→ Records shown:

Issue #1426, opened 2025-01-22
Repeat password field is turning red although it has not been changed


rahulkundu1209:
# How to Reproduce
1. Login using user name 'admin'
2. Go to Admin -> User Management
3. Click on the Add button to add new user
4. Enter Login Name and then password in the input fields

# Current Behaviour
The Repeat Password field is turning red as if invalid value has been entered although no value has been entered in the field.

# Expected Behaviour
The Repeat Password field should turn red only when a value has been entered and it is not valid.

# Screen Recording

https://github.com/user-attachments/assets/7f0b9ae3-d925-49bb-b5e1-7f623efe7910

rahulkundu1209:
Work in progress.

mozzy11:
Thanks @rahulkundu1209

rahulkundu1209:
Thank you very much @mozzy11 for assigning me the issue and approving the pull request.

PR #1427, opened 2025-01-22
Repeat password input field turns red when a value is entered in the repeat password field and it differs from the password.

rahulkundu1209:
## Summary
The condition of invalid repeat password has been changed. Now the repeat password field becomes red only when the repeat password input field has been changed and the repeat password is invalid as per the earlier conditions.

## Screen Recording
https://github.com/user-attachments/assets/b8dde5f6-77bc-49e7-a08c-9092539b3ef8

## Related Issue

#1426

## Other
This change will just enhance user experience.


mozzy11:
Thanks @rahulkundu1209

mozzy11 (approved):

PR #1453, opened 2025-01-27
Develope

Isabirye1515:
[Screencast from 27-01-25 23:23:36.webm](https://github.com/user-attachments/assets/c1f41d27-2159-4a3c-9e74-2eb4189ebf76)


frontend/src/components/patient/patientEdit.js
```diff
@@ -0,0 +1,255 @@
...
+  MultiSelect,
+  RadioButton,
+  RadioButtonGroup,
+  TextInput,
+} from "@carbon/react";
+import React, { useState, useEffect } from "react";
+import { postToOpenElisServerJsonResponse } from "../utils/Utils";
+
+const PatientEditByProjectForm = ({ formData, projectData }) => {
+  if (!formData) {
```
vsvishalsharma, line 18: @Isabirye1515 after looking at your build error

The component's behavior appears to **conditionally call hooks** based on the presence of `formData`. When formData is `null `or `undefined,` the component returns early, preventing the hooks from being invoked. However, when formData exists, the hooks are executed.

This conditional execution of hooks could be a potential cause of the build error, as React hooks must be called unconditionally and in the same order during every render cycle.

PR #1455, opened 2025-01-28
[fix] Updated the patientEntry E2E

Bahati308:
# [fix] Updated the patientEntry E2E

## Screenshots
Screenshot from 2025-01-28 18-57-51

## Related Issue
https://uwdigi.atlassian.net/browse/OGC-13
## Other
https://uwdigi.atlassian.net/browse/OGC-28


frontend/cypress/pages/WorkPlan.js
```diff
@@ -11,15 +11,42 @@ class WorkPlan {
...
+
+  getTestTypeUnit(unitType) {
+    cy.get("#select-1").select(unitType);
+  }
+
+  getTestTypePriority(priority) {
+    cy.get("#select-1").select(priority);
   }
 
   getPrintWorkPlanButton() {
```
CalebSLane, line 30: This methods should be renamed since it is no longer a "get" operation

frontend/cypress/pages/WorkPlan.js
```diff
@@ -11,15 +11,42 @@ class WorkPlan {
...
-    return cy.get("button#print");
+    cy.get("#print", { timeout: 10000 })
+      .should("exist") 
+      .should("be.visible")
+      .click();
   }
-  getWorkPlanResultsTable() {
-    return cy.get(".cds--data-table.cds--data-table--sm");
+
+  getFinalPrintWorkPlanButton() {
```
CalebSLane: This methods should be renamed since it is no longer a "get" operation

frontend/cypress/pages/ResultsPage.js
```diff
@@ -7,18 +7,20 @@ class Result {
...
 
-  acceptSample(index = 0) {
-    cy.get(`.cds--checkbox-label`).eq(index).click();
+  clickExpanderBtn() {
+    cy.get('[data-testid="expander-button-0"]').click();
+  }
+  acceptSample() {
+    //div.cds--form-item.cds--checkbox-wrapper > input[type="checkbox"]
+    cy.get(
+      'div.cds--form-item.cds--checkbox-wrapper > input[type="checkbox"]',
```
CalebSLane, line 16: This still looks like it is using the page format selectors. Is there a reason why an id can't be used?

frontend/cypress/pages/PatientEntryPage.js
```diff
@@ -1,170 +1,164 @@
...
+  selectNationality(nationality) {
+    cy.get(this.nationality).select(nationality);
+  }
+
+  selectOtherNationality(otherNationality) {
+    cy.get(this.otherNationality).type(otherNationality);
+  }
+
+  selectPatient() {
+    cy.get("table tbody tr").first().find("td label span").click();
```
CalebSLane, line 161: can an id selector be used instead of page format selectors here?

frontend/cypress/pages/OrderEntityPage.js
```diff
@@ -46,14 +47,21 @@ class OrderEntityPage {
...
+  }
+
+  requesterLName(requesterLName) {
+    cy.get("input#requesterLastName").type(requesterLName);
   }
   clickSubmitOrderButton() {
-    cy.getElement(
-      ".navigationButtonsLayout [type='button']:nth-of-type(2)",
-    ).click();
+    cy.get("button.forwardButton.cds--btn--primary")
```
CalebSLane: can this be an id selector instead?

frontend/cypress/e2e/result.cy.js
```diff
@@ -32,9 +32,9 @@ describe("Result By Unit", function () {
   });
 
   it("should accept the sample, refer the sample, and save the result", function () {
+    result.acceptSample();
+    result.expandSampleDetails();
     cy.fixture("result").then((res) => {
-      result.acceptSample();
-      result.expandSampleDetails();
       result.selectTestMethod(0, res.pcrTestMethod);
       cy.get(":nth-child(3) > .cds--form-item > .cds--checkbox-label").click();
```
CalebSLane, line 39: missed selector

CalebSLane (changes requested):
PR looks like it's coming along! I particularly like the use of the test-specific id selectors (data-testid, data-cy) It would be good if we could align on which specific one we want to use and stick to it. There's a few selectors that are still page-setup/class specific that I would like moved to ids if possible. And in general, updating function names to something that captures the updated functionality should always happen.

Individual comments are below. Great work!

frontend/cypress/pages/WorkPlan.js
Bahati308: surely, lemme adjust accordingly. thanks

frontend/cypress/pages/ResultsPage.js
Bahati308: true, will harden it

PR #1478, opened 2025-01-31
Some Changes done in the  hapi_server.xml 

SOHAMPAL23:
# Pull Requests Requirements

- There was problem related to ports which was told earlier .So raising a PR regarding it .
- Server ports has been changed from  -1 to 8005

## Summary

- Server Ports  changed from -1 to  8005

## Screenshots

image


mozzy11 (changes requested):
Thanks @SOHAMPAL23 .
But i gues this change is done by a docker volume. can you add this file to giginore instead ??

volume/tomcat/hapi_server.xml
```diff
@@ -19,7 +19,7 @@
      define subcomponents such as "Valves" at this level.
      Documentation at /docs/config/server.html
  -->
-<Server port="-1" shutdown="SHUTDOWN">
+<Server port="8005" shutdown="SHUTDOWN">
```
mozzy11, line 22: you can discard this change and instead add the file to gitignore

SOHAMPAL23: Yeah ! sure

PR #1493, opened 2025-02-02
Updated dashboard E2E

Bahati308:
# Updated dashboard E2E

## Summary
Audit Existing Cypress Tests for Selector Issues

## Screenshots
Screenshot from 2025-02-02 17-32-37

## Related  issue or mention it here if applicable]

https://uwdigi.atlassian.net/browse/OGC-28
## Other
https://uwdigi.atlassian.net/issues/OGC-31?jql=issueKey%20in%20%28OGC-28%2COGC-30%2COGC-29%2COGC-31%2COGC-32%29


mozzy11 (changes requested):
Thanks @Bahati308 .
Looks like instead of just updating the selectors , you removed much of the test cases already added.
ie adding a an order with a program like pathogy or Imunochemistry and confrming that order shows up on the dashboards

frontend/cypress/pages/DashBoard.js
```diff
@@ -1,81 +1,23 @@
 class DashBoardPage {
-  addOrder(Program) {
```
mozzy11, line 2: @Bahati308  why ddnt you just update the selctors instead of removing this entire test case.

→ Exercise prompt: Exact reproduction of the whole material is the required answer.

→ Output:
Issue #1426, opened 2025-01-22
Repeat password field is turning red although it has not been changed


rahulkundu1209:
# How to Reproduce
1. Login using user name 'admin'
2. Go to Admin -> User Management
3. Click on the Add button to add new user
4. Enter Login Name and then password in the input fields

# Current Behaviour
The Repeat Password field is turning red as if invalid value has been entered although no value has been entered in the field.

# Expected Behaviour
The Repeat Password field should turn red only when a value has been entered and it is not valid.

# Screen Recording

https://github.com/user-attachments/assets/7f0b9ae3-d925-49bb-b5e1-7f623efe7910

rahulkundu1209:
Work in progress.

mozzy11:
Thanks @rahulkundu1209

rahulkundu1209:
Thank you very much @mozzy11 for assigning me the issue and approving the pull request.

PR #1427, opened 2025-01-22
Repeat password input field turns red when a value is entered in the repeat password field and it differs from the password.

rahulkundu1209:
## Summary
The condition of invalid repeat password has been changed. Now the repeat password field becomes red only when the repeat password input field has been changed and the repeat password is invalid as per the earlier conditions.

## Screen Recording
https://github.com/user-attachments/assets/b8dde5f6-77bc-49e7-a08c-9092539b3ef8

## Related Issue

#1426

## Other
This change will just enhance user experience.


mozzy11:
Thanks @rahulkundu1209

mozzy11 (approved):

PR #1453, opened 2025-01-27
Develope

Isabirye1515:
[Screencast from 27-01-25 23:23:36.webm](https://github.com/user-attachments/assets/c1f41d27-2159-4a3c-9e74-2eb4189ebf76)


frontend/src/components/patient/patientEdit.js
```diff
@@ -0,0 +1,255 @@
...
+  MultiSelect,
+  RadioButton,
+  RadioButtonGroup,
+  TextInput,
+} from "@carbon/react";
+import React, { useState, useEffect } from "react";
+import { postToOpenElisServerJsonResponse } from "../utils/Utils";
+
+const PatientEditByProjectForm = ({ formData, projectData }) => {
+  if (!formData) {
```
vsvishalsharma, line 18: @Isabirye1515 after looking at your build error

The component's behavior appears to **conditionally call hooks** based on the presence of `formData`. When formData is `null `or `undefined,` the component returns early, preventing the hooks from being invoked. However, when formData exists, the hooks are executed.

This conditional execution of hooks could be a potential cause of the build error, as React hooks must be called unconditionally and in the same order during every render cycle.

PR #1455, opened 2025-01-28
[fix] Updated the patientEntry E2E

Bahati308:
# [fix] Updated the patientEntry E2E

## Screenshots
Screenshot from 2025-01-28 18-57-51

## Related Issue
https://uwdigi.atlassian.net/browse/OGC-13
## Other
https://uwdigi.atlassian.net/browse/OGC-28


frontend/cypress/pages/WorkPlan.js
```diff
@@ -11,15 +11,42 @@ class WorkPlan {
...
+
+  getTestTypeUnit(unitType) {
+    cy.get("#select-1").select(unitType);
+  }
+
+  getTestTypePriority(priority) {
+    cy.get("#select-1").select(priority);
   }
 
   getPrintWorkPlanButton() {
```
CalebSLane, line 30: This methods should be renamed since it is no longer a "get" operation

frontend/cypress/pages/WorkPlan.js
```diff
@@ -11,15 +11,42 @@ class WorkPlan {
...
-    return cy.get("button#print");
+    cy.get("#print", { timeout: 10000 })
+      .should("exist") 
+      .should("be.visible")
+      .click();
   }
-  getWorkPlanResultsTable() {
-    return cy.get(".cds--data-table.cds--data-table--sm");
+
+  getFinalPrintWorkPlanButton() {
```
CalebSLane: This methods should be renamed since it is no longer a "get" operation

frontend/cypress/pages/ResultsPage.js
```diff
@@ -7,18 +7,20 @@ class Result {
...
 
-  acceptSample(index = 0) {
-    cy.get(`.cds--checkbox-label`).eq(index).click();
+  clickExpanderBtn() {
+    cy.get('[data-testid="expander-button-0"]').click();
+  }
+  acceptSample() {
+    //div.cds--form-item.cds--checkbox-wrapper > input[type="checkbox"]
+    cy.get(
+      'div.cds--form-item.cds--checkbox-wrapper > input[type="checkbox"]',
```
CalebSLane, line 16: This still looks like it is using the page format selectors. Is there a reason why an id can't be used?

frontend/cypress/pages/PatientEntryPage.js
```diff
@@ -1,170 +1,164 @@
...
+  selectNationality(nationality) {
+    cy.get(this.nationality).select(nationality);
+  }
+
+  selectOtherNationality(otherNationality) {
+    cy.get(this.otherNationality).type(otherNationality);
+  }
+
+  selectPatient() {
+    cy.get("table tbody tr").first().find("td label span").click();
```
CalebSLane, line 161: can an id selector be used instead of page format selectors here?

frontend/cypress/pages/OrderEntityPage.js
```diff
@@ -46,14 +47,21 @@ class OrderEntityPage {
...
+  }
+
+  requesterLName(requesterLName) {
+    cy.get("input#requesterLastName").type(requesterLName);
   }
   clickSubmitOrderButton() {
-    cy.getElement(
-      ".navigationButtonsLayout [type='button']:nth-of-type(2)",
-    ).click();
+    cy.get("button.forwardButton.cds--btn--primary")
```
CalebSLane: can this be an id selector instead?

frontend/cypress/e2e/result.cy.js
```diff
@@ -32,9 +32,9 @@ describe("Result By Unit", function () {
   });
 
   it("should accept the sample, refer the sample, and save the result", function () {
+    result.acceptSample();
+    result.expandSampleDetails();
     cy.fixture("result").then((res) => {
-      result.acceptSample();
-      result.expandSampleDetails();
       result.selectTestMethod(0, res.pcrTestMethod);
       cy.get(":nth-child(3) > .cds--form-item > .cds--checkbox-label").click();
```
CalebSLane, line 39: missed selector

CalebSLane (changes requested):
PR looks like it's coming along! I particularly like the use of the test-specific id selectors (data-testid, data-cy) It would be good if we could align on which specific one we want to use and stick to it. There's a few selectors that are still page-setup/class specific that I would like moved to ids if possible. And in general, updating function names to something that captures the updated functionality should always happen.

Individual comments are below. Great work!

frontend/cypress/pages/WorkPlan.js
Bahati308: surely, lemme adjust accordingly. thanks

frontend/cypress/pages/ResultsPage.js
Bahati308: true, will harden it

PR #1478, opened 2025-01-31
Some Changes done in the  hapi_server.xml 

SOHAMPAL23:
# Pull Requests Requirements

- There was problem related to ports which was told earlier .So raising a PR regarding it .
- Server ports has been changed from  -1 to 8005

## Summary

- Server Ports  changed from -1 to  8005

## Screenshots

image


mozzy11 (changes requested):
Thanks @SOHAMPAL23 .
But i gues this change is done by a docker volume. can you add this file to giginore instead ??

volume/tomcat/hapi_server.xml
```diff
@@ -19,7 +19,7 @@
      define subcomponents such as "Valves" at this level.
      Documentation at /docs/config/server.html
  -->
-<Server port="-1" shutdown="SHUTDOWN">
+<Server port="8005" shutdown="SHUTDOWN">
```
mozzy11, line 22: you can discard this change and instead add the file to gitignore

SOHAMPAL23: Yeah ! sure

PR #1493, opened 2025-02-02
Updated dashboard E2E

Bahati308:
# Updated dashboard E2E

## Summary
Audit Existing Cypress Tests for Selector Issues

## Screenshots
Screenshot from 2025-02-02 17-32-37

## Related  issue or mention it here if applicable]

https://uwdigi.atlassian.net/browse/OGC-28
## Other
https://uwdigi.atlassian.net/issues/OGC-31?jql=issueKey%20in%20%28OGC-28%2COGC-30%2COGC-29%2COGC-31%2COGC-32%29


mozzy11 (changes requested):
Thanks @Bahati308 .
Looks like instead of just updating the selectors , you removed much of the test cases already added.
ie adding a an order with a program like pathogy or Imunochemistry and confrming that order shows up on the dashboards

frontend/cypress/pages/DashBoard.js
```diff
@@ -1,81 +1,23 @@
 class DashBoardPage {
-  addOrder(Program) {
```
mozzy11, line 2: @Bahati308  why ddnt you just update the selctors instead of removing this entire test case.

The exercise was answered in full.